I would also recommend you to read the FAQ about how to post more effectively and how to report what you typed and what Stata gave you back via CODE delimiters. Thanks.

Dear all Statalist members,

Sorry for the lengthy posting. The data is a balanced panel data with N=26 and T=4, resulting in a total of 104 observations.

The dependent variable is measured as a ratio which bound to lie between the range to 0 and 1. Based on my understanding from many previous disclosure studies, when the dependent variable has values that fall between 0 to 1, then the multivariate OLS model becomes an ineffective estimation technique. To counter this, I have applied the natural logarithmic transformation to reduce the effect of skewness. However, the result still indicate non-normal distribution of Skewness = 3.114155 and Kurtosis = 10.83984.

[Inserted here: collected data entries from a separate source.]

PR #2205, opened 2018-01-02
Fix error emails from pywb

jcushman:
Provide full request and traceback info to the logger.error call in pywb_config, so we get reasonable error emails from Django's email-admins handler.


jcushman:
Happy New Year.

Issue #1976, opened 2017-04-13
Send perma an email digest of frontend errors


anastasia:
Could be a good thing to do? Otherwise we just forget /manage/errors exists

rebeccacremona:
Let's investigate why we are getting so many of these, and let's look into text encoding (e.g. " [{&quot;function&quot;: &quot;&quot;, &quot;column&quot;: 0, &quot;line&quot;: 9591, &quot;file&quot;: &quot;https://172.69.60.83/static/bundles/stats.d1d1971406e7.js&quot;}]"

rebeccacremona:
Looks like sometimes, we don't have a stack trace:
```
  File "/srv/www/perma/perma_web/perma/tasks.py", line 1351, in send_js_errors
    formatted_errors = map(lambda err: err.format_for_reading(), errors)
  File "/srv/www/perma/perma_web/perma/tasks.py", line 1351, in <lambda>
    formatted_errors = map(lambda err: err.format_for_reading(), errors)
  File "/srv/www/perma/perma_web/perma/models.py", line 1497, in format_for_reading
    formatted['stack'] = json.loads(self.stack)[0]
IndexError: list index out of range
```

rebeccacremona:
Yeah, evidently occasionally the stacktrace is a unicode cast of an empty list.

```
print(problem.stack)
u'[]'
```

PR #2207, opened 2018-01-03
add - sending email digest of last week's uncaught JS errors to perma admins

anastasia:
finishes #1976

### DIFF
--- a/perma_web/perma/tasks.py
+++ b/perma_web/perma/tasks.py
@@ -15,7 +15,7 @@ import os.path
 import threading
 import Queue as queue
 import time
-from datetime import timedelta
+from datetime import datetime, timedelta
 import urlparse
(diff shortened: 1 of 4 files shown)


perma_web/perma/tasks.py
```diff
@@ -1325,3 +1325,20 @@ def cm_sync():
...
+
+@shared_task()
+def send_js_errors():
+    """
+    finds all uncaught JS errors recorded in the last week, sends a report if errors exist
+    """
+    errors = UncaughtError.objects.filter(
+        created_at__gte=datetime.now() - timedelta(days=7),
+        resolved=False)
+    if errors.count() > 0:
```
rebeccacremona: I think this can just be `if errors:`

Issue #2095, opened 2017-08-10
Write docs for internet archive


anastasia:

rebeccacremona:
This is fantastic, thanks so much for putting it together!!

PR #2212, opened 2018-01-09
Docs

anastasia:
- finishes #2095 
- fixed API key image (updated it)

On the other hand, the measurement of independent variables consist of 2 categorical variables (measurement: 1, 2 and 3), 1 continuous variable (natural logarithm of total revenue) and 2 dummy variable (measurement of 0 and 1).

Arising from the measurement of dependent and independent variables as stated above, what is the best method in analyzing the effect of independent variables on dependent variable (i.e. the extent of accrual accounting disclosure).

Regards,

Hadysyam

Hadysiam:
thanks for providing more details (posting what you typed and what Stata gave you back remains the best approach to let other listers know about what you're after, though).
Some remarks about your updates:
- if you have long N, short T panel dataset, you would be better off with -xtreg-, as your -depvar- is a continuos one;
- it is not among OLS prerequisites that -depvar- should follow a normal distribution (whereas residual should);
- I'm not clear with the role of the dummies: do you mean that -depvar- is the ratio between the 2 dummies (mesurement of 0 and 1)? Or what else?